Introduction to Income Statement

The income statement is one of the major financial statements used by accountants and business owners. (The other major financial statements are the balance sheet, statement of cash flows, and the statement of stockholders’ equity.)

The income statement is sometimes referred to as the profit and loss statement (P&L), statement of operations, or statement of income. We will use income statement and profit and loss statement throughout this explanation.

The income statement is important because it shows the profitability of a company during the time interval specified in its heading. The period of time that the statement covers is chosen by the business and will vary.

Keep in mind that the income statement shows revenues, expenses, gains, and losses; it does not show cash receipts (money you receive) nor cash disbursements (money you pay out). People pay attention to the profitability of a company for many reasons. For example, if a company was not able to operate profitably—the bottom line of the income statement indicates a net loss—a banker/lender/creditor may be hesitant to extend additional credit to the company. On the other hand, a company that has operated profitably—the bottom line of the income statement indicates a net income—demonstrated its ability to use borrowed and invested funds in a successful manner. A company’s ability to operate profitably is important to current lenders and investors, potential lenders and investors, company management, competitors, government agencies, labor unions, and others.

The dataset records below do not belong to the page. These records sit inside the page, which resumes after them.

PR #67, opened 2018-03-25
REACTOR-355 - Generalized Enrichment

silvexis:
REACTOR-355 | Configuration driven enrichment of resources allowing us to extract information on all resources without having to write plugins for each one


reactor/aws/tools.py
```diff
@@ -156,25 +152,47 @@ def get_resource_type_from_arn(arn):
...
 
 
     >>> get_resource_type_from_arn('arn:partition:service:region:account-id:resourcetype/resource')
     'resourcetype'
 
+    >>> get_resource_type_from_arn('arn:aws:iam::account-id:role/service-role/config-role-us-east-1')
+    'service-role'
+
     """
+    split = arn.split(':')
```
imcgaunn: split is a confusing name for a number of reasons, but mostly because it's the same name as the `split` method.

reactor/constants.py
```diff
@@ -34,12 +34,12 @@ def __str__(self):
...
 EVENT_SOURCE_CLOUDTRAIL = 'cloudtrail'
-RESOURCE_DISPOSITION_NEW = 'new'                        # The resource ID was just discovered
-RESOURCE_DISPOSITION_REFRESHED = 'refreshed'            # The resource ID just expired and was refreshed
-RESOURCE_DISPOSITION_IDENTIFIED = 'identified'          # We've done a checked and confirmed the resource
-RESOURCE_DISPOSITION_PENDING = 'pending'                # We're sure this is a resource, but confirmation is needed
-RESOURCE_DISPOSITION_NOT_SUPPORTED = 'not_supported'    # We tried to identify the resource but couldn't
-RESOURCE_DISPOSITION_ERROR = 'error'                    # unknown error attempting to process this resource
+RESOURCE_DISPOSITION_NEW = 'new'                          # The resource ID was just discovered
+RESOURCE_DISPOSITION_REFRESHED = 'refreshed'              # The resource ID just expired and was refreshed
+RESOURCE_DISPOSITION_IDENTIFIED = 'identified'            # We've identified the resource
```
imcgaunn: I like "we've done a checked" better. It's like Mario is telling us about the resource.

reactor/database/models/dynamodb/cz_reactor_discovery_map.py
```diff
@@ -0,0 +1,128 @@
...
+        'AttributeDefinitions': [{'AttributeName': 'service_type', 'AttributeType': 'S'},
+                                 {'AttributeName': 'resource_type', 'AttributeType': 'N'}],
+        'ProvisionedThroughput': {'ReadCapacityUnits': 1, 'WriteCapacityUnits': 1}
+    }
+
+    def __init__(self, namespace: str = None, aws: Provider = None):
+        super().__init__(self._TABLE_BASENAME, namespace, aws)
+
+    # @provisioned_throughput_retry(max_attempts=2)
+    def set_map(self, service_type, resource_type, metadata=None, enrich_functions=None):
```
imcgaunn: I would recommend adding something to these method names to make their function more clear. Looking at these. I get a little confused because `set` and `map` can both be verbs. Maybe expand `map` to `service_resource_map` so it's clear that it's a noun.

reactor/database/models/dynamodb/cz_reactor_resources.py
```diff
@@ -15,9 +18,11 @@
 from reactor.aws.tools import get_service_type_from_arn, get_resource_type_from_arn, get_object_name_from_arn, \
     get_region_from_arn
 from reactor.database.models.dynamodb.common import CZReactorModel
-from reactor.features.resources.plugins.base import create_resource_record
 from reactor.database.models.dynamodb import common
 from reactor.constants import DYNAMODB_RESOURCE_TABLE_GSI_NAME
+from reactor.utils.czrn import construct_arn
```
imcgaunn: I think you were using `from` imports for consistency here, which is noble, but our styleguide prefers that these not exist .

reactor/database/models/dynamodb/cz_reactor_resources.py
```diff
@@ -151,3 +156,69 @@ def query_by_resource_name_with_filter(self, object_name, filter_expression):
             else:
                 logger.error('ClientError while trying to get environment_id {}: {}'.format(object_name, err))
                 raise
+
+
+def create_resource_record(service_type, resource_name, resource_type, region, cloud_account_id, environment_id,
```
imcgaunn: these parameters should probably not be explicitly named in the args list. there are too many! maybe a namedtuple / struct type would be useful here?

imcgaunn: or use **kwargs.

reactor/features/resources/curate.py
```diff
@@ -22,7 +23,8 @@
 import reactor.constants
 import reactor.utils as utils
 from reactor.aws.provider import Provider
-from reactor.aws.tools import get_service_type_from_arn, get_reactor_bucket_name, get_object_name_from_arn
+from reactor.aws.tools import get_service_type_from_arn, get_reactor_bucket_name, get_object_name_from_arn, \
```
imcgaunn: seems like we should have an `ARN` library at this point. Lots of functions that operate specificly on ARNs.

reactor/features/resources/curate.py
```diff
@@ -82,27 +86,33 @@ def curate(records, reactor_account_id, namespace):
...
                 logger.debug(f"get_aws_account_details_for_env_id: {environment_id} "
                              f"cache: {get_aws_account_details_for_env_id_cached.cache_info()}")
 
                 if not aws_account_details:
                     logger.warning(f'Could not load aws_account_details for environment {environment_id}')
                     return
-                jobs.append(gevent.spawn(process_new_resource, resource_id, timestamp, service_type, environment_id,
-                                         cz_metadata, aws_account_details, dbh))
+
+                # TODO Make update_map take a count and sqoosh identical service/resource types
```
imcgaunn: `sqoosh` -> `squoosh`

reactor/features/resources/curate.py
```diff
@@ -82,27 +86,33 @@ def curate(records, reactor_account_id, namespace):
...
+                try:
+                    dbh_discovery_map.update_map(service_type, resource_type)
+                except Exception as err:
+                    logger.exception(err)
+                    logger.error(f"Error trying to map {service_type}.{resource_type} ({resource_id})")
+
+                jobs.append(gevent.spawn(process_new_resource, resource_id, timestamp, service_type, resource_type,
```
imcgaunn: should refactor this to use python's `async/await` event loop instead of `gevent`.

reactor/features/resources/plugins/no_plugin.py
```diff
@@ -24,19 +26,48 @@ def enrich_resource(event):
...
+
     try:
-        processor = Resource(resource_id=event['resource_id'],
-                             timestamp=event['timestamp'],
-                             environment_id=event['environment_id'])
-        logger.debug(f'no_plugin.enrich_resource | Received {processor.resource_id}')
-        processor.reconcile({"message": "No Plugin Available"}, reactor.constants.RESOURCE_DISPOSITION_NOT_SUPPORTED)
-        logger.info(f"no_plugin.enrich_resource | Processed {processor.resource_id}:{processor.timestamp}")
+        aws_account_details = event['aws_account_details']
+        resource = Resource(resource_id=event['resource_id'],
```
imcgaunn: a little confused here. what's the difference between a `Resource` object and a `resource_record` as generated by `create_resource_record`.

reactor/features/resources/curate.py
silvexis: I tried and I think I ran into something that told me async/await didn't work in Lambda...I need to research this again.

reactor/database/models/dynamodb/cz_reactor_discovery_map.py
imcgaunn: When I commented, didn't realize this was a class method. I think the fact that it's a method will be sufficient.

reactor/features/resources/plugins/ec2.py
```diff
@@ -71,55 +79,69 @@ def enrich_resource(event):
...
-        if 'InvalidInstanceID.NotFound' in str(error):
+        resource_status = reactor.constants.RESOURCE_STATUS_UPTODATE
+
+        create_eni_resources_from_ec2_instance(instance, resource)
+        if instance.vpc:
+            create_vpc_resources_from_ec2_instance(instance, resource)
+
+    except botocore.exceptions.ClientError as error:
+        if 'NotFound' in str(error):
             logger.debug(f"Instance {resource.resource_id} went away {error}")
```
killthrush: should this be `info`?

reactor/features/resources/plugins/ec2.py
```diff
@@ -215,57 +241,73 @@ def create_vpc_flow_log(vpc_id, logs_provider, ec2_provider):
...
+        logger.exception(error)
         if "UnauthorizedOperation" in str(error):
-            logger.warning(f'Reactor role {ec2_provider.role_arn} '
+            logger.warning(f'Reactor role {logs_provider.role_arn} '
                            f'does not have permission to create vpc flow logs for {vpc_id} ({error})')
+            return None
         else:
-            # If this failed it's almost certainly because the flow log was already setup, which is fine
-            logger.info(f'Flow logs already exists for {vpc_id} ({error})')
+            logger.warning(f'Flow logs not created for {vpc_id} ({error})')
```
killthrush: add `logger.exception` here?

reactor/features/resources/plugins/no_plugin.py
```diff
@@ -24,19 +27,65 @@ def enrich_resource(event):
...
+    service_type = get_service_type_from_arn(event['resource_id'])
+    resource_type = get_resource_type_from_arn(event['resource_id'])
+    object_name = get_object_name_from_arn(event['resource_id'])
+
+    # Detect if observed resource exists outside of the currently connected account
+    resource_cloud_account_id = get_account_id_from_arn(event['resource_id'])
+    connected_cloud_account_id = get_account_id_from_arn(aws_account_details['role_arn'])
+    if resource_cloud_account_id != connected_cloud_account_id:
+        disposition = reactor.constants.RESOURCE_DISPOSITION_IDENTIFIED
+        resource_status = reactor.constants.RESOURCE_STATUS_CROSS_ACCOUNT
```
killthrush: is `cross-account` really a status?  This seems like an immutable property of a resource

killthrush: Are we using it in a way to prevent unnecessary lookups?  kinda confused by this

reactor/features/resources/plugins/no_plugin.py
```diff
@@ -24,19 +27,65 @@ def enrich_resource(event):
...
+    else:
+        discovery_map = get_discovery_map_cached(service_type, resource_type)
+        logger.info(f"Discovery Cache: {get_discovery_map_cached.cache_info()}")
+
+        describe_function = discovery_map.get('enrich_functions', {}).get('describe')
+        if describe_function:
+            logger.info(f"Enriching {service_type}.{resource_type}.{object_name}")
+            provider = Provider(role_arn=aws_account_details['role_arn'],
+                                external_id=aws_account_details['external_id'],
+                                region=resource.region or 'us-east-1',
```
killthrush: if a resource region is not defined, can we really assume `us-east-1`?  I was under the impression if there's no region then it's meaningless

reactor/features/resources/plugins/no_plugin.py
```diff
@@ -24,19 +27,65 @@ def enrich_resource(event):
...
+    if resource_cloud_account_id != connected_cloud_account_id:
+        disposition = reactor.constants.RESOURCE_DISPOSITION_IDENTIFIED
+        resource_status = reactor.constants.RESOURCE_STATUS_CROSS_ACCOUNT
+        data = {"message": "Observed resource exists outside account",
+                "true_cloud_account_id": resource_cloud_account_id}
+    else:
+        discovery_map = get_discovery_map_cached(service_type, resource_type)
+        logger.info(f"Discovery Cache: {get_discovery_map_cached.cache_info()}")
+
+        describe_function = discovery_map.get('enrich_functions', {}).get('describe')
```
killthrush: based on what I've seen thus far, a purely data-driven approach to this problem is likely a fool's errand.  What does the update process look like for when we need to go find an enrich function by hand?  What if one does not exist?

reactor/features/resources/plugins/no_plugin.py
```diff
@@ -24,19 +27,65 @@ def enrich_resource(event):
...
+            parameter = {describe_function['parameter']: object_name}
+            boto3_function = getattr(provider.client, describe_function['function'])
+            try:
+                data = boto3_function(**parameter).get(describe_function['result'])
+                disposition = reactor.constants.RESOURCE_DISPOSITION_IDENTIFIED
+                if describe_function.get('state'):
+                    pass
+                else:
+                    resource_state = reactor.constants.RESOURCE_STATE_PRESENT
+            except ClientError as err:
```
killthrush: log `exception` here?

reactor/features/system.py
```diff
@@ -315,3 +316,40 @@ def status(account_id, configuration):
         logger.debug(configuration.json())
 
     return generate_response(status_code, json.dumps(reactor_details))
+
+
+def information(account_id, configuration):
+    """
+    Return PUBLIC information on this reactor. This function is NOT authenticated and is required to support
+    provisioning by users who do not have authenticated access to this Reactor
```
killthrush: what's the use case for this exactly?  Could you add to the docstring please?

reactor/utils/reasons.py
```diff
@@ -7,17 +7,19 @@
...
+        "Heavy gravity fluctuations",
         "Complete Transient Lockout averted",
         "CPU recalibration complete",
-        "disk or processor fire extinguished",
+        "Disk and/or processor fire extinguished",
         "Additional computrons made available",
-        "endothermal recalibration complete"
+        "Endothermic recalibration complete",
+        "Successfully reticulated splines",
+        "Additional pylons constructed"
```
killthrush: LOL

requirements-dev.txt
```diff
@@ -2,23 +2,20 @@
...
+docker==3.2.1
 flake8==3.5.0
 flake8-copyright==0.2.0
 flake8-codeclimate==0.1.3
 hypothesis==3.49.1
-moto==1.2.0
-placebo==0.8.1
-pycobertura==0.10.1
-pytest==3.4.2
+moto==1.3.1
```
killthrush: side note - I'm working on testing a new version of moto that purports to have fixed the `requests` lib issue.  I don't think it's been released yet

serverless.yml
```diff
@@ -62,19 +63,54 @@ provider:
...
+#        comparisonOperator: GreaterThanThreshold
+#        pattern: 'ERROR'
+#      - name: warningAlarm
+#        metric: logWarnings
+#        threshold: 5
+#        statistic: Minimum
+#        period: 60
+#        evaluationPeriods: 1
+#        comparisonOperator: GreaterThanThreshold
+#        pattern: 'WARNING'
```
killthrush: oh, OK, looks like you did disable this

serverless.yml
```diff
@@ -109,18 +145,18 @@ functions:
...
   ingest-event:
     handler: lambda_handlers.ingest_events
-    memorySize: 2048
+    memorySize: 1024
   ingest-vpc-flow-log-events:
     handler: lambda_handlers.ingest_vpc_flow_log_events
   process-aws-cloudtrail-event:
     handler: lambda_handlers.process_aws_cloudtrail_event
-    memorySize: 2048
+    memorySize: 1024
```
killthrush: think this will have a positive effect on cost?

serverless.yml
```diff
@@ -245,9 +289,38 @@ resources:
     # NOTE: When adding DynamoDB tables, ensure there is a DependsOn attribute
     # that lists the preceding (above) table.  This daisy chain will prevent
     # hitting CloudWatch alarm creation API limits.
+    CzReactorDiscoveryMap:
+      Type: 'AWS::DynamoDB::Table'
+      DeletionPolicy: Retain
+      Properties:
+        TableName: cz_reactor_discovery_map_${self:provider.stage}
+        SSESpecification:
+          SSEEnabled: true
```
killthrush: cool, you remembered to add this

reactor/database/models/dynamodb/cz_reactor_resources.py
silvexis: readability trumps everything. I see nothing wrong with from imports when it makes the code easier to read. I'm unsure how this developed into the point of view that "from imports are bad". There is no python style guide i'm aware of that makes that claim.

reactor/database/models/dynamodb/common.py
```diff
@@ -29,6 +28,10 @@ class CZReactorModel(object):
 
     def __init__(self, table_name: str, namespace: str = None, aws: Provider = None):
         self.namespace = namespace or os.environ.get('NAMESPACE')
+        if self.namespace is None:
+            logger.error('CZReactorModel Error, namespace must be set!')
+            return
```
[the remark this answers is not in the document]
silvexis: it's perfectly acceptable to raise an exception in a constructor in my book. However in this case, throwing an exception here will break all tests since the dynamodb connection objects are instantiated on load and namespace doesn't get set until after pytest loads everything, which is fine if we just short-circuit. The real purpose of short-circuiting this here is to just be a safety against a missing namespace when something real is attempted

reactor/database/models/dynamodb/cz_reactor_discovery_map.py
```diff
@@ -0,0 +1,136 @@
...
+                      {'AttributeName': 'resource_type', 'KeyType': 'RANGE'}],
+        'AttributeDefinitions': [{'AttributeName': 'service_type', 'AttributeType': 'S'},
+                                 {'AttributeName': 'resource_type', 'AttributeType': 'N'}],
+        'ProvisionedThroughput': {'ReadCapacityUnits': 1, 'WriteCapacityUnits': 1}
+    }
+
+    def __init__(self, namespace: str = None, aws: Provider = None):
+        super().__init__(self._TABLE_BASENAME, namespace, aws)
+
+    # @provisioned_throughput_retry(max_attempts=2)
```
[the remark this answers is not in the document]
silvexis: I actually need to put it back. The retry decorator can hide exceptions and makes debugging hard sometimes.

reactor/database/models/dynamodb/cz_reactor_discovery_map.py
```diff
@@ -0,0 +1,136 @@
...
+        Returns (dict):
+            The latest value of the updated record
+        """
+
+        count = decimal.Decimal(count)
+        result = self.table.update_item(Key={'service_type': service_type,
+                                             'resource_type': resource_type},
+                                        UpdateExpression=f'ADD observed_count :val1 '
+                                                         f'SET last_seen_datetime = :val2, '
+                                                         f'enrich_functions = if_not_exists(enrich_functions, :val3)',
```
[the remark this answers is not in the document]
silvexis: sure you can, that's the purpose of the set_map function

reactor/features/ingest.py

The format of the income statement or the profit and loss statement will vary according to the complexity of the business activities. However, most companies will have the following elements in their income statements:

A. Revenues and Gains

1. Revenues from primary activities
2. Revenues or income from secondary activities
3. Gains (e.g., gain on the sale of long-term assets, gain on lawsuits)

B. Expenses and Losses

1. Expenses involved in primary activities
2. Expenses from secondary activities
3. Losses (e.g., loss on the sale of long-term assets, loss on lawsuits)

If the net amount of revenues and gains minus expenses and losses is positive, the bottom line of the profit and loss statement is labeled as net income. If the net amount (or bottom line) is negative, there is a net loss.